Las Juntas de Defensa no son, a la postre, sino otro ejemplo de esa subversión moral de las masas contra la minoría selecta. En los cuartos de banderas se ha creído de buena fe –y esta buena fe es lo morboso del hecho– que allí se entendía de política más que en los lugares donde, por obligación o por devoción, se viene desde hace muchos años meditando sobre los asuntos públicos. Este fenómeno mortal de insubordinación espiritual de las masas contra toda minoría eminente se manifiesta con tanta mayor exquisitez cuanto más nos alejamos de la zona política. Así el público de los espectáculos y conciertos se cree superior a todo dramaturgo, compositor o crítico, y se complace en cocear a unos y otros. Por muy escasa discreción y sabiduría que goce un crítico, siempre ocurrirá que posee más de ambas calidades que la mayoría del público. Sería lo natural que ese público sintiese la evidente superioridad del crítico y, reservándose toda la independencia definitiva que parece justa, hubiese en él la tendencia de dejarse influir por las estimaciones del entendido. Pero nuestro público parte de un estado de espíritu inverso a éste: la sospecha de que alguien pretenda entender de algo un poco más que él, le pone fuera de sí.

En la misma sociedad aristócrata acontece lo propio. No son las damas mejor dotadas de espiritualidad y elegancia quienes imponen sus gustos y maneras, sino al revés, las damas más aburguesadas, toscas e inelegantes, quienes aplastan con su necedad a aquellas criaturas excepcionales.
Dondequiera asistimos al deprimente espectáculo de que los peores, que son los más, se revuelven frenéticamente contra los mejores. ¿Cómo va a haber organización en la política española, si no la hay ni siquiera en las conversaciones?

España se arrastra invertebrada, no ya en su política, sino, lo que es más hondo y substantivo que la política, en la convivencia social misma. De esta manera no podrá funcionar mecanismo alguno de los que integran la máquina pública. Hoy se parará una institución, mañana otra, hasta que sobrevenga el definitivo colapso histórico.

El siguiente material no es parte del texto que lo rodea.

Issue #1617, opened 2015-10-27
Error Upgrading to 0.4.3


mlavin:
I installed dokku through the apt repo and trying to run `apt-get upgrade` to the latest version is running into an error:
```
...
User 'dokku' already exists
docker:x:999:dokku
gpasswd: user 'syslog
mark' does not exist
dpkg: error processing package dokku (--configure):
 subprocess installed post-installation script returned error exit status 3
Errors were encountered while processing:
 dokku
E: Sub-process /usr/bin/dpkg returned an error code (1)
```
From what I can tell this comes from the `nginx-vhosts/install`. In particular the change from f9e636ddb1c7b2442b1a7ae3cea7ce7aa49ed121 added the call to `gpasswd`. As it would happen my server has a group named `admin` which my user belongs to so `egrep ^adm /etc/group | awk -F ":" '{ print $4 }'` returns two lines 

```
syslog
mark
```
and triggers the error. It would seem that changing this regex to `^adm:` would match only the `adm` group rather than all groups which begin with `adm` but my Debian packaging skills are admittedly sub-par.

michaelshobbs:
Whoops. I'll patch that.

callahad:
This should be fixed, since the above PR has been merged. Should we close it?

starding:
Get into the same trouble when I installed dokku 0.4.7.

ubuntu version:
VERSION="14.04.3 LTS, Trusty Tahr"

dokku version:
0.4.7

error details:

...
User 'dokku' already exists
docker:x:999:yangchen,starding,yudong,dokku
/var/lib/dokku/plugins/enabled/00_dokku-standard/commands
/var/lib/dokku/plugins/enabled/20_events/commands
/var/lib/dokku/plugins/enabled/apps/commands
/var/lib/dokku/plugins/enabled/backup/commands
/var/lib/dokku/plugins/enabled/certs/commands
/var/lib/dokku/plugins/enabled/config/commands
/var/lib/dokku/plugins/enabled/docker-options/commands
/var/lib/dokku/plugins/enabled/domains/commands
/var/lib/dokku/plugins/enabled/enter/commands
/var/lib/dokku/plugins/enabled/git/commands
/var/lib/dokku/plugins/enabled/logs/commands
/var/lib/dokku/plugins/enabled/nginx-vhosts/commands
/var/lib/dokku/plugins/enabled/plugin/commands
gpasswd: user 'syslog
developer' does not exist
dpkg: error processing package dokku (--configure):
[...]

PR #1662, opened 2015-11-05
Only return users of group 'adm'

xadh00m:
This fixes the issue where all groups starting with 'adm' are returned which broke the installation.


xadh00m:
Fixes #1617

mlavin:
:sparkling_heart: thank you! :sparkling_heart:

PR #1664, opened 2015-11-06
add $REV to pre-receive-app call

michaelshobbs:
I have a modified dokku-slack fork that inspects the incoming rev to extract the commit author and post it to slack in the `post-deploy` phase. This change facilities an easy way to get at the incoming revision. Seems like it would be useful for other applications as well.


josegonzalez:
You need to also update the docs for this hook.

michaelshobbs:
Oh yea. Good call. Hold please.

Ni habrá ruta posible para salir de tal situación, porque, negándose la masa a lo que es su biológica misión, esto es, a seguir a los mejores, no aceptará ni escuchará las opiniones de éstos, y sólo triunfarán en el ambiente colectivo las opiniones de la masa, siempre inconexas, desacertadas y pueriles.

José Ortega y Gasset,
«La España invertebrada», Revista de occidente, Alianza Editorial, 2004, Madrid.